新婚の定義──嘘つきな君と僕──
中学時代、同じ吹奏楽部の後輩だった水野は、レナに好意を寄せていた。

高校生になっても水野はレナのいる写真部に入部し、レナが2年の秋に部長になった時、水野は副部長をしていた。

高3の夏休み前に学校を辞めてロンドンに渡ったユウは、その後のことを知らない。

(まさかな…あれから何年経ってると思ってんだよ。もう、いい大人だぞ?)

離れている間のレナのことを知らない。

須藤との婚約のことだけは聞いたが、それ以外のことは、よく知らない。

(レナは、オレと付き合うまで誰とも付き合ったことがないって言ってたから…それだけは確かなはずだけど…。)

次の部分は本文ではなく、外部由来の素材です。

PR #517, opened 2017-01-12
Remove dependency on nix

alexcrichton:
This commit removes the dependency on the `nix` crate in favor of local
bindings. Most of the local bindings are slated to be deleted with the eventual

ユウは、時折笑みを浮かべながら水野と今日の撮影の段取りを話しているレナを見る。

(随分楽しそうに話すな…。オレの方、見ようともしないよ…。)

ほんの些細なことなのに、ユウはレナのことが気になってどうしようもない。

「ユウ、どうしたの?」

ケイトに声を掛けられ、ユウはハッとして振り返る。

「ああ、いや…なんでもない。」

「彼女、水野と知り合いなの?」

「学生時代の後輩なんだ。」

「へぇ。懐かしいと、勘違いするかもね。」

「えっ?!」

「昔好きだった相手なら、尚更でしょ?」

ケイトの言葉に、ユウは拳を握りしめて、日本語で小さく呟いた。

「違う…。オレのレナへの気持ちは…勘違いなんかじゃない。」

「えっ、何?」

「…なんでもない。」

ユウはレナと水野に背を向けて、メンバーの元へ向かう。

そんなユウの様子を、タクミは少し離れた所でじっと見ていた。